Shades of Twilight (Page 49)

Roanna hoped’ that she would be able to get some sleep herself.

If wishes were horses … Several hours later, she glanced at the lighted dial of her clock and saw the hour hand creeping toward the two. Her eyes felt grainy from lack of sleep, and her mind was so dulled by fatigue she could barely think, but sleep was as far away as it had ever been.

She’d endured a lot of nights like this, waiting through the endless darkness for morning to come. All of the books on insomnia advised the sufferer to get out of bed, not to make the bed the site of their frustration. Roanna had already developed that habit, so the book hadn’t helped any. Sometimes she read to pass the hours, sometimes she played endless card games for one, but for the most part she would sit in the darkness and wait.

That was what she was doing now, because she was too tired for anything else. She sat curled in a huge, overstuffed easy chair, large enough for two. The chair had been a Christmas present to herself five years ago, and she didn’t know what she would do without it. When she did manage to doze off, as likely or not it was in the chair. In winter she would wrap up in her softest, thickest afghan and watch the night slowly creep past her windows, but this was summer and she wore only a thin, sleeveless nightgown, though the hem was tucked over her bare feet. She’d opened the French doors so she could hear the comforting sounds of the warm night. A thunderstorm was passing by in the distance; she could see the flashes of lightning, revealing dark purple clouds, but the storm was so far away that the thunder, when she heard it, was only a faint rumble.

If she had to be awake, summer nights were the best. And between insomnia and the other, she preferred insomnia. When she slept, she never knew where she would wake up.

She didn’t think she’d ever left the house. She’d always been inside, and her feet were never dirty, but still it frightened her to think of herself roaming around unknowing. She’d read about sleepwalkers, too. People could evidently negotiate stairs, drive, even carry on a conversation while still asleep. That wasn’t much comfort, because she didn’t want to do any of that. She wanted to wake up exactly where she’d been when she went to sleep. If anyone had ever seen her on her nocturnal strolls, they hadn’t mentioned it. She didn’t think she did it every time she slept, but of course she had no way of knowing and she didn’t want to alert the family to her problem. They did know she was troubled with insomnia, so perhaps if anyone did see her outside her room in the middle of the night, apparently perfectly awake, they assumed she was having trouble sleeping and forgot about it.

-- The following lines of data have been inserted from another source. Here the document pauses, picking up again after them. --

PR #7799, opened 2024-12-11
refactor(transformer): handle `<CWD>` in test runner

Dunqing:
We should move the handling of  `<CWD>` to the test runner because this is just only used in testing, and it causes us always get a path by `self.ctx.source_path` like `<CWD>/xxx/xxx.js`, we should get a real path for this.

### DIFF
--- a/crates/oxc_transformer/src/context.rs
+++ b/crates/oxc_transformer/src/context.rs
@@ -52,14 +52,10 @@ impl<'a> TransformCtx<'a> {
             .file_stem() // omit file extension
             .map_or_else(|| String::from("unknown"), |name| name.to_string_lossy().to_string());
 
-        let source_path = source_path
-            .strip_prefix(&options.cwd)
-            .map_or_else(|_| source_path.to_path_buf(), |p| Path::new("<CWD>").join(p));
-
         Self {
             errors: RefCell::new(vec![]),
             filename,
-            source_path,
+            source_path: source_path.to_path_buf(),
             source_type: SourceType::default(),
             source_text: "",
             module: options.env.module,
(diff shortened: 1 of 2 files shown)


Dunqing:
* **#7799** <a href="https://app.graphite.dev/github/pr/oxc-project/oxc/7799?utm_source=stack-comment-icon" target="_blank">Graphite</a> 👈 <a href="https://app.graphite.dev/github/pr/oxc-project/oxc/7799?utm_source=stack-comment-view-in-graphite" target="_blank">(View in Graphite)</a>
* `main`

<h2></h2>

overlookmotel:
I would be very happy to see this change happen. The path manipulation in `TransformCtx::new` is one of the largest sources of variance in our transformer benchmarks, so removing it will help a lot with that.

But... just to check, does not stripping `options.cwd` from start of source path affect the output of JSX Source transform, which uses `source_path`?

overlookmotel:
> Yes, it will.

Is that not a problem?

Dunqing:
> > Yes, it will.
> 
> Is that not a problem?

It is not a problem, we should always get a real path except for testing

overlookmotel:
Agreed we can remove the special case for `<CWD>`, but doesn't Babel remove `cwd` from start of the path?

i.e.:

```js
var _jsxFileName = "/src/foo/bar.jsx";
```

not full path:

```js
var _jsxFileName = "/Users/bozo/projects/clownhouse-app/src/foo/bar.jsx";
```

overlookmotel:
OK great. Thanks for bearing with all my questions!

overlookmotel (approved):

overlookmotel:
### Merge activity

* **Dec 12, 12:21 PM EST**: The merge label '0-merge' was detected. This PR will be added to the [Graphite merge queue](https://app.graphite.dev/merges?org=oxc-project&repo=oxc) once it meets the requirements.
* **Dec 12, 12:21 PM EST**: A user added this pull request to the [Graphite merge queue](https://app.graphite.dev/merges?org=oxc-project&repo=oxc).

If it became known that she walked in her sleep … She didn’t like to think ill of people, without proof, but she didn’t think she would trust several members of the household if they knew she was so vulnerable. The possibility for mischief was too great, especially with Corliss. In some ways Corliss reminded Roanna a lot of Jessie, though the relationship was only that of second cousin, which meant they didn’t share a lot of genetic material. Jessie had been cooler of thought but hotter of temper. Corliss didn’t plan, she acted on impulse, and she wasn’t prone to temper tantrums. For the most part she seemed restless and unhappy, and liked to make other people unhappy. Whatever it was she wanted out of life, she hadn’t gotten it.

Roanna didn’t think Webb would get along with Corliss at all.

Thinking of Webb brought her back full circle to how she had begun the day, not that her thoughts had been off of him for long at any one time.

She didn’t know what to think. She was no good at analyzing a man-woman relationship, because she’d never had one. All she knew was that Webb had been angry, and a little drunk. If he hadn’t been drinking he probably wouldn’t have put the pressure on her that he had, but the fact remained that she had fallen into bed with him without the slightest resistance. The circumstances had been humiliating, but that secret little part of her had reveled in the opportunity.

She wasn’t sorry she’d done it. If nothing good ever happened to her for the rest of her life, at least she’d lain in Webb’s arms and known what it was like to make love with him. The pain had been more severe than she’d imagined, but it hadn’t been able to overshadow the joy she’d felt, and ultimately the satisfaction.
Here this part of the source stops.